Collected data entries
[Start of Attachment]
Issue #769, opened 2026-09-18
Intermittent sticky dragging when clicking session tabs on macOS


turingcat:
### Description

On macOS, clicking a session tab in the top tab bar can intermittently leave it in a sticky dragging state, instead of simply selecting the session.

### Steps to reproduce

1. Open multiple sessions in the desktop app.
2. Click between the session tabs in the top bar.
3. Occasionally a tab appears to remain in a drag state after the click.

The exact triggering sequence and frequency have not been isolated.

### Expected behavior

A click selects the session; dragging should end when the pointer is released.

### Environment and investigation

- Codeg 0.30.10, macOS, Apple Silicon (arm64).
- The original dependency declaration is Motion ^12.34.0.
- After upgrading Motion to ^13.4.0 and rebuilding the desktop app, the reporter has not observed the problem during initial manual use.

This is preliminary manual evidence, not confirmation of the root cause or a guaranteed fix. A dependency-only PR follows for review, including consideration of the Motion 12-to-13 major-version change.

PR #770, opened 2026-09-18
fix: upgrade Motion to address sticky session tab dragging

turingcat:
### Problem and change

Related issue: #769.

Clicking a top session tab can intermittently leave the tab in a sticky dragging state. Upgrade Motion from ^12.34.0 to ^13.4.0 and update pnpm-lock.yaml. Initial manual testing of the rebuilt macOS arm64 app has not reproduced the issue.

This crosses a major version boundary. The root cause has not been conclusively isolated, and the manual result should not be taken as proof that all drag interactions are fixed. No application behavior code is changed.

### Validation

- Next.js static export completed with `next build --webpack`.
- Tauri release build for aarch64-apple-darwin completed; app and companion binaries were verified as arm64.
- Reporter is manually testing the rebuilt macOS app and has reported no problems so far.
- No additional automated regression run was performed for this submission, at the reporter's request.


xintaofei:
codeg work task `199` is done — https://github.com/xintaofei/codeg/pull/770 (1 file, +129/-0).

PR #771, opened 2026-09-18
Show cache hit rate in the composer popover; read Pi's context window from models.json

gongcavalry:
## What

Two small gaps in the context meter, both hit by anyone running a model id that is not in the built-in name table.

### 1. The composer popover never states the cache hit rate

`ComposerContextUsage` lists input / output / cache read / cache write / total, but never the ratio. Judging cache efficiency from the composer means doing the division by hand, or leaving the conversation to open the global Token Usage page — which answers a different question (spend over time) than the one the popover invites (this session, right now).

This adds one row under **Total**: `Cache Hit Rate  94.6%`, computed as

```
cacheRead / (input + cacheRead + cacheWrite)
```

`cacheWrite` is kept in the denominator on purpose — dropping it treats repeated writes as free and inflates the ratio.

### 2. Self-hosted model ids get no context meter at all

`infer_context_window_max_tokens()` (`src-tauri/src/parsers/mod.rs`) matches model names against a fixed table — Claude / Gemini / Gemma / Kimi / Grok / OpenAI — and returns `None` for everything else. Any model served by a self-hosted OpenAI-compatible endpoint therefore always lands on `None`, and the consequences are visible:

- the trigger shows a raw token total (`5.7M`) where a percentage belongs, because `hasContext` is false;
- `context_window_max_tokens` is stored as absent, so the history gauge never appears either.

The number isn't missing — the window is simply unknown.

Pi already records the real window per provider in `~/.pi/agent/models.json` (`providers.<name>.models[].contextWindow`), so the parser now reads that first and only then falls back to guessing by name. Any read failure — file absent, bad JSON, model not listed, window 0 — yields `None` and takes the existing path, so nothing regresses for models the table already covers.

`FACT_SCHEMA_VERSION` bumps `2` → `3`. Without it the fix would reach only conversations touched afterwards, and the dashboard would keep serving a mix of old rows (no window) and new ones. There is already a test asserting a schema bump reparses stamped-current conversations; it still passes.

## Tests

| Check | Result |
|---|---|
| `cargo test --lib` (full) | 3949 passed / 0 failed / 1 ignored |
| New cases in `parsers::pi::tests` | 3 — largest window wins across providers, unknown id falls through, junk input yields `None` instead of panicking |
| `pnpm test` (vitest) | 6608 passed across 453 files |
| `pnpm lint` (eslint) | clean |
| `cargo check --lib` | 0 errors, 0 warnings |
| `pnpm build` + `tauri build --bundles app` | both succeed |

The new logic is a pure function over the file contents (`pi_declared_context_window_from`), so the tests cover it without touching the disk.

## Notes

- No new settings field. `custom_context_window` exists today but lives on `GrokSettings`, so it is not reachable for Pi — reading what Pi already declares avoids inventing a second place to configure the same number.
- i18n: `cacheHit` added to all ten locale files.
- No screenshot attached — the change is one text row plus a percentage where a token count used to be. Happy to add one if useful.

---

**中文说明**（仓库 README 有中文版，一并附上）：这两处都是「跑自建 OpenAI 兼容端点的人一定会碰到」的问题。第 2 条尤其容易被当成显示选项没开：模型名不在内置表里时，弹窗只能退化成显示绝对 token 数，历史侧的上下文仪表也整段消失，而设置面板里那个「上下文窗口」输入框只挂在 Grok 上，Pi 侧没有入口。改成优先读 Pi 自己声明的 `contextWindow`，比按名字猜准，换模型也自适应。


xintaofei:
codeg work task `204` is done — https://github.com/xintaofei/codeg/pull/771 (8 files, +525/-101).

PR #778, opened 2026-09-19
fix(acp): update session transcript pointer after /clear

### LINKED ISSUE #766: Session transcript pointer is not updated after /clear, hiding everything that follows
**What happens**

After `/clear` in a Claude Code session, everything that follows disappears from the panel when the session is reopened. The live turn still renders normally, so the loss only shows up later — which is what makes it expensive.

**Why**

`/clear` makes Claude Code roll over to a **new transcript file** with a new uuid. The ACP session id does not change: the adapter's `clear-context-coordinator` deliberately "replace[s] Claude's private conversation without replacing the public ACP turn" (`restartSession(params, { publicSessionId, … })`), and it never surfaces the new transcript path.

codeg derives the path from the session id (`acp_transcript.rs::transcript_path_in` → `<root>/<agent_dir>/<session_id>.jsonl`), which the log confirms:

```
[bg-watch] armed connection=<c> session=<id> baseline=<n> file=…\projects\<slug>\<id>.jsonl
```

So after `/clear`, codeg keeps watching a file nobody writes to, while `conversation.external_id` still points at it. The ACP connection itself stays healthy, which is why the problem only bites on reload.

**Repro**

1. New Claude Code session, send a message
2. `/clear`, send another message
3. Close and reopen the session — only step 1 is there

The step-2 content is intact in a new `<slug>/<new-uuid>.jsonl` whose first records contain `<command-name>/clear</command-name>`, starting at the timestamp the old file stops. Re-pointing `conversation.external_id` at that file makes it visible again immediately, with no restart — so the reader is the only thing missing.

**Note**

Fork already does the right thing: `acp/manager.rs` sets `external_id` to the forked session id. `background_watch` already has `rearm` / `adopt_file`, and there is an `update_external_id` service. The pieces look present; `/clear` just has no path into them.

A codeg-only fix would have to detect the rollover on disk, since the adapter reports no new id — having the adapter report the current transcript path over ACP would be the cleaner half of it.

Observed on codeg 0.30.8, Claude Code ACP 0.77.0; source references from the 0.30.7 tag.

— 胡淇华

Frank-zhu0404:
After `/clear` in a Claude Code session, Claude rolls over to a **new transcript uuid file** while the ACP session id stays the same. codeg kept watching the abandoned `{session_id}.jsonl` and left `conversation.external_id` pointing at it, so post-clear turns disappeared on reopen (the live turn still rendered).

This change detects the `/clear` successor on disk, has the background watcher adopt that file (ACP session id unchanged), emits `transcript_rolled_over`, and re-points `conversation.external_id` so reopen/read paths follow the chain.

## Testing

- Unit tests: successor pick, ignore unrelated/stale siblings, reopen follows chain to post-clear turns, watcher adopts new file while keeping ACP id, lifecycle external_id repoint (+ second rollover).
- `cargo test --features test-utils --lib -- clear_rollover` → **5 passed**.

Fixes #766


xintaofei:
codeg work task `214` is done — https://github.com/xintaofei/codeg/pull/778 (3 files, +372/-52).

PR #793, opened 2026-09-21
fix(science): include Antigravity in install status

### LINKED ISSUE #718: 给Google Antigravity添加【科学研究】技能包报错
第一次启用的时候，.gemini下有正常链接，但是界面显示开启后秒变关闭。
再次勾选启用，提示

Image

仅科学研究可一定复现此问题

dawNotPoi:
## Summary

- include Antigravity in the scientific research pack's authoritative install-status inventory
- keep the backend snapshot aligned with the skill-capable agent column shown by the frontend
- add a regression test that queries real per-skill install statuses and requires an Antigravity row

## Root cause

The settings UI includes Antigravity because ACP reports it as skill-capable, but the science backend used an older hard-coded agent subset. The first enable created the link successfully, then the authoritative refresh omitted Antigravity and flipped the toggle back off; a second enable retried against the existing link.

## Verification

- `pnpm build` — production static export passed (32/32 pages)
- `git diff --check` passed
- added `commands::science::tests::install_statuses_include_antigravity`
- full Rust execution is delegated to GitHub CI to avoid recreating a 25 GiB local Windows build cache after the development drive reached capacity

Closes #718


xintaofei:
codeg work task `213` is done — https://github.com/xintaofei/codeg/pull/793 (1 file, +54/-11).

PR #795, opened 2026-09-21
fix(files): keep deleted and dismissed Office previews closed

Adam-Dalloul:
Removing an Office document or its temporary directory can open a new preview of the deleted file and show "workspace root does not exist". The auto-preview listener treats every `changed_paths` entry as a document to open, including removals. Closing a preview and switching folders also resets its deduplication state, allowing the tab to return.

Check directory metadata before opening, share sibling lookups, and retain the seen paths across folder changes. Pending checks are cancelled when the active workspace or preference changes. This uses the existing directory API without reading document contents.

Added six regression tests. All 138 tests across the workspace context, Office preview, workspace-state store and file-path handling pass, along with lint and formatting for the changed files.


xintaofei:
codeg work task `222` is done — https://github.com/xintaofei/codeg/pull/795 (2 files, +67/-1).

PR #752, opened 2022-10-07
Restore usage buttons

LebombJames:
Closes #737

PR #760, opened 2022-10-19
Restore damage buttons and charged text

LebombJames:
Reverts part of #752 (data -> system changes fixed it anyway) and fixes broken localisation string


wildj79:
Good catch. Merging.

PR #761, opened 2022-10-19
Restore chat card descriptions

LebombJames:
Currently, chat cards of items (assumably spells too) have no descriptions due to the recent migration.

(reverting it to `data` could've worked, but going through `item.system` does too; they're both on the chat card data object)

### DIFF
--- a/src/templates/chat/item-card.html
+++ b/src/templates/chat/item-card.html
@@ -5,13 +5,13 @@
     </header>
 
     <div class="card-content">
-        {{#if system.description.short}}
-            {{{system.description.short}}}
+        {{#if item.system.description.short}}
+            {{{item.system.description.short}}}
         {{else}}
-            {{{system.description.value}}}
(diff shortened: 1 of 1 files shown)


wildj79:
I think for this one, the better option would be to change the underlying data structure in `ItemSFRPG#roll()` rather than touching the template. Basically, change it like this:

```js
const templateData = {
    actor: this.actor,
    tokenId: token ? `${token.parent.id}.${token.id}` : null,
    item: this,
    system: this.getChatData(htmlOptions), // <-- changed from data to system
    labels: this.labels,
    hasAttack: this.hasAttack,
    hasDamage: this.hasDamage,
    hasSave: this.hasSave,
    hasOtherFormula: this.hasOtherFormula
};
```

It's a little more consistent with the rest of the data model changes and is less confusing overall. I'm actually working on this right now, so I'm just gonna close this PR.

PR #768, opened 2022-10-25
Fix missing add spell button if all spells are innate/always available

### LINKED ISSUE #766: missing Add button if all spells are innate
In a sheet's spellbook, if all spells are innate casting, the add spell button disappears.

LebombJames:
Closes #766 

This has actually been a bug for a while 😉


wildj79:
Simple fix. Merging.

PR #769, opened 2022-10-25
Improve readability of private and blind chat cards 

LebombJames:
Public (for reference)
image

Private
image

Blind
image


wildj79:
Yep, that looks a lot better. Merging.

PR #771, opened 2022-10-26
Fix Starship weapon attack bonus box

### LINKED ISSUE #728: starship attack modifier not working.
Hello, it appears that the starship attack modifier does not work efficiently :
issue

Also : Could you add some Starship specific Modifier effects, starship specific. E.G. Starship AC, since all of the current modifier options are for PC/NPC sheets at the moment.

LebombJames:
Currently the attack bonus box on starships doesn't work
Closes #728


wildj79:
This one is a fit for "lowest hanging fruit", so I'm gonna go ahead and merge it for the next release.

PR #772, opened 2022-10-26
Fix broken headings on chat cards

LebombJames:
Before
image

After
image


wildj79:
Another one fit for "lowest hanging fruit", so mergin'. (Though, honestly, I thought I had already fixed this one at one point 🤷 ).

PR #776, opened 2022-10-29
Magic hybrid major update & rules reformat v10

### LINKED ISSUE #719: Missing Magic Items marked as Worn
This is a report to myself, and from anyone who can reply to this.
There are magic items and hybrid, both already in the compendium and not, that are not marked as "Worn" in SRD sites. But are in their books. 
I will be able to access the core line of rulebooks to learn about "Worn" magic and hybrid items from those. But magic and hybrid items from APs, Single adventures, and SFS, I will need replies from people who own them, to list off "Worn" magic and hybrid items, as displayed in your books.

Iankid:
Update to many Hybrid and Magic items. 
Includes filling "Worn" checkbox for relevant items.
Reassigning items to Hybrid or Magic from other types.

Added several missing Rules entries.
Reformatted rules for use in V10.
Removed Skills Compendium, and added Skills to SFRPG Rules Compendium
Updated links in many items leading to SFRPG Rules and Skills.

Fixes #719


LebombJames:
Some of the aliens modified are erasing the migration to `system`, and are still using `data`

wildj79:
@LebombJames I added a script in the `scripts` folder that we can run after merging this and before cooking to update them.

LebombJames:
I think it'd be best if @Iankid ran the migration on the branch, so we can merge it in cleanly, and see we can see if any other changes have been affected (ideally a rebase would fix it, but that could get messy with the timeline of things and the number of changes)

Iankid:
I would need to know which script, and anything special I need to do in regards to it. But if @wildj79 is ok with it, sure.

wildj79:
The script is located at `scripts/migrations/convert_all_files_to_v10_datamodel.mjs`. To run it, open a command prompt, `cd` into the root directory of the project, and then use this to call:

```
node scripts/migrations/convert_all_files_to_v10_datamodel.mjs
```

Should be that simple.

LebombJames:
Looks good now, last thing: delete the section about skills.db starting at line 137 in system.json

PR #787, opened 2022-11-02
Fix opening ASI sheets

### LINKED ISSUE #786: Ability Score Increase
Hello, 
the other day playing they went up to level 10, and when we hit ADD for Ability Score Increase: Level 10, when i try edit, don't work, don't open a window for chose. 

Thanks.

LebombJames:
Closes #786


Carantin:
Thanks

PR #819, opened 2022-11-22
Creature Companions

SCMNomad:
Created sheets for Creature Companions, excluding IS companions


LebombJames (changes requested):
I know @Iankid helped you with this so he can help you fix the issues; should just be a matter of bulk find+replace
[End of Attachment]
Within the data above, the span starting at the line containing "--- a/src/templates/chat/item-card.html" and ending at the line containing "PR #771, opened 2022-10-26" is to be retyped exactly, with no other lines.

RESPONSE BELOW
--- a/src/templates/chat/item-card.html
+++ b/src/templates/chat/item-card.html
@@ -5,13 +5,13 @@
     </header>
 
     <div class="card-content">
-        {{#if system.description.short}}
-            {{{system.description.short}}}
+        {{#if item.system.description.short}}
+            {{{item.system.description.short}}}
         {{else}}
-            {{{system.description.value}}}
(diff shortened: 1 of 1 files shown)


wildj79:
I think for this one, the better option would be to change the underlying data structure in `ItemSFRPG#roll()` rather than touching the template. Basically, change it like this:

```js
const templateData = {
    actor: this.actor,
    tokenId: token ? `${token.parent.id}.${token.id}` : null,
    item: this,
    system: this.getChatData(htmlOptions), // <-- changed from data to system
    labels: this.labels,
    hasAttack: this.hasAttack,
    hasDamage: this.hasDamage,
    hasSave: this.hasSave,
    hasOtherFormula: this.hasOtherFormula
};
```

It's a little more consistent with the rest of the data model changes and is less confusing overall. I'm actually working on this right now, so I'm just gonna close this PR.

PR #768, opened 2022-10-25
Fix missing add spell button if all spells are innate/always available

### LINKED ISSUE #766: missing Add button if all spells are innate
In a sheet's spellbook, if all spells are innate casting, the add spell button disappears.

LebombJames:
Closes #766 

This has actually been a bug for a while 😉


wildj79:
Simple fix. Merging.

PR #769, opened 2022-10-25
Improve readability of private and blind chat cards 

LebombJames:
Public (for reference)
image

Private
image

Blind
image


wildj79:
Yep, that looks a lot better. Merging.

PR #771, opened 2022-10-26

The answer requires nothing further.